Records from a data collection
- Opening Delimiter -

PR #135, opened 2020-02-04
Add call to ensureCompressedMembers in preprocessRelations

### LINKED ISSUE #134: Broken joins between relation members using $"member.type" as String and lit(WayType) as Byte
When I run `OSM.toGeometry(osmFeatures)` it eventually fails with:
```
Exception: java.lang.String cannot be cast to java.lang.Byte
	at scala.runtime.BoxesRunTime.unboxToByte(BoxesRunTime.java:93)
	at vectorpipe.internal.package$$anonfun$15$$anonfun$16.apply(package.scala:526)
```
So digging into the code, I see that the relation member `type` column is expected to be a Byte as one of the OSM type constants defined in `vectorpipe/internal/package.scala`
https://github.com/geotrellis/vectorpipe/blob/685df3a02d28c5f39fc8182ca6f1897885a0b8b4/src/main/scala/vectorpipe/internal/package.scala#L526

But as the exception shows, the `type` column is actually a String and I believe that is because `getRelationMembers()` selects `$"member.type"` from the input relations as the `type` which is the raw String representation (`"node"`, `"way"`, or `"relation"`).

- Closing Delimiter -

◆ To do ◆
All lines in the entries above that hold the word "java" need to be copied.

◆ Answer below ◆
Exception: java.lang.String cannot be cast to java.lang.Byte
	at scala.runtime.BoxesRunTime.unboxToByte(BoxesRunTime.java:93)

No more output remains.